Data shown
+ + + + +
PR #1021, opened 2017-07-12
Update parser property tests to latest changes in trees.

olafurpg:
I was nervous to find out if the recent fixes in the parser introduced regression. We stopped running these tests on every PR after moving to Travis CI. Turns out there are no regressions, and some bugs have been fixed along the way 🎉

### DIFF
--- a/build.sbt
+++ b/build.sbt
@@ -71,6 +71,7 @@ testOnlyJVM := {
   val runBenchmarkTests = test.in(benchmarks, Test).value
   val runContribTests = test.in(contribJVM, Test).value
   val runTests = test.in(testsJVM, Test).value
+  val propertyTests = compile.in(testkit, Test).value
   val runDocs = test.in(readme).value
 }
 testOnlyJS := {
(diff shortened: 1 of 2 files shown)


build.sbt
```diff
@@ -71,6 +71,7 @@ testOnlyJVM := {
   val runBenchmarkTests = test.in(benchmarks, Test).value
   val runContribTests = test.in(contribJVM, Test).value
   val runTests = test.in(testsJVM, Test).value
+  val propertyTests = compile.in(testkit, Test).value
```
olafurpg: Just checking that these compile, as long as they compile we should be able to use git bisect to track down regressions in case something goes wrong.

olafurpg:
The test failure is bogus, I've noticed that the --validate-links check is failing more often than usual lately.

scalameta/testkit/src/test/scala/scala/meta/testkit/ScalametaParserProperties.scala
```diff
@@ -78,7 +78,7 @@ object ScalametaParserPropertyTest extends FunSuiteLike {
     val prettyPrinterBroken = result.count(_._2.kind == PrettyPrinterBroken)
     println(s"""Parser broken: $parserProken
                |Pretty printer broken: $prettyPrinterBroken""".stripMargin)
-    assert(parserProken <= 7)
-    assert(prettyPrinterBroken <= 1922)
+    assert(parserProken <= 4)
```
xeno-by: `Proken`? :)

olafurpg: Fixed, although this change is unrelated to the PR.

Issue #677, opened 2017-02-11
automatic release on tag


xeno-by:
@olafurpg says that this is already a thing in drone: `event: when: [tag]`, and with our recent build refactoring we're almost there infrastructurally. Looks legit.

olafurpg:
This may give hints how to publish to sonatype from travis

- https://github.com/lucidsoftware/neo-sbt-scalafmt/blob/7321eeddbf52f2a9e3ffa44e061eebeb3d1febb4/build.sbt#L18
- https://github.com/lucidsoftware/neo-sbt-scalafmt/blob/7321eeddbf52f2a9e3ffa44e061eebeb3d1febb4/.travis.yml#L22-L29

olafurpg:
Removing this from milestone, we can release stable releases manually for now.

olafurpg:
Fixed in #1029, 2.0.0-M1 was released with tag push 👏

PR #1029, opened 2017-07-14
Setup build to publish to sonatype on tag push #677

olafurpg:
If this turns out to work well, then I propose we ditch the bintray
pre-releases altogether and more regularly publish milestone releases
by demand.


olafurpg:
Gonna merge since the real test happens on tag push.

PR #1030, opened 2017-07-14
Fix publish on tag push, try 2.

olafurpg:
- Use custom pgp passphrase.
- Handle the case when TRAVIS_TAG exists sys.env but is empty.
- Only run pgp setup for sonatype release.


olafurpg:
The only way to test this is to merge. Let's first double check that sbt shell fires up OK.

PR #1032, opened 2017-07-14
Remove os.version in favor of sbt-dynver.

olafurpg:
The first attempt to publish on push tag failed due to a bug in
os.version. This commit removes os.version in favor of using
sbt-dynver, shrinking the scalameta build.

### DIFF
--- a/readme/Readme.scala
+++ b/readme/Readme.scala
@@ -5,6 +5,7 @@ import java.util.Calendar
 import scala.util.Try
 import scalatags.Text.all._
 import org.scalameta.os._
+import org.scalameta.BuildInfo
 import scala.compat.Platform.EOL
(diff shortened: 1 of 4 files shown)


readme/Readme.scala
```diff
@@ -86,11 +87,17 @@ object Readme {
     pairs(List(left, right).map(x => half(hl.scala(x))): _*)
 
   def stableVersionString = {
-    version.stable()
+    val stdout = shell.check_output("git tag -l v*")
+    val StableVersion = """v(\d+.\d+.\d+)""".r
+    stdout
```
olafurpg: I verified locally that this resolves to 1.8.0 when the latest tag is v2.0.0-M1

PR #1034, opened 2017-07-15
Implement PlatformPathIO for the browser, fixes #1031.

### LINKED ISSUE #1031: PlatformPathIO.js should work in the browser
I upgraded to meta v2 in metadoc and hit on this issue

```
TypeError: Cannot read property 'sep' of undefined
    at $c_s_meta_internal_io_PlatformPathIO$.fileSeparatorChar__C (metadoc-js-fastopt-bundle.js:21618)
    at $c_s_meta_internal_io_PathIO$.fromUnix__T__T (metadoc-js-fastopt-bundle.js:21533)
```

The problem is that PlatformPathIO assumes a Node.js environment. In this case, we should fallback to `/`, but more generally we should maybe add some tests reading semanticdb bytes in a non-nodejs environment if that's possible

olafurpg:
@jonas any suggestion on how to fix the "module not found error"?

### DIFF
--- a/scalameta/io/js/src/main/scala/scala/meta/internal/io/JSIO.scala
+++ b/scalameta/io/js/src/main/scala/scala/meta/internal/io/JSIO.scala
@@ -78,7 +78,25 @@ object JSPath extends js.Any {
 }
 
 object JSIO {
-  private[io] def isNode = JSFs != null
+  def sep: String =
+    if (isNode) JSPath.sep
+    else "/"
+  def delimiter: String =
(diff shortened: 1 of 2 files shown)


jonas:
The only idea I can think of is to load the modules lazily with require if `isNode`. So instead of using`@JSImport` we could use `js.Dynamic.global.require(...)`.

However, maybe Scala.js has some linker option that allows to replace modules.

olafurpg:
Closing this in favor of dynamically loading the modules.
+ + + + +
What to produce
Scan the data above, find each line with "there", and copy it.

Written answer
I was nervous to find out if the recent fixes in the parser introduced regression. We stopped running these tests on every PR after moving to Travis CI. Turns out there are no regressions, and some bugs have been fixed along the way 🎉
@olafurpg says that this is already a thing in drone: `event: when: [tag]`, and with our recent build refactoring we're almost there infrastructurally. Looks legit.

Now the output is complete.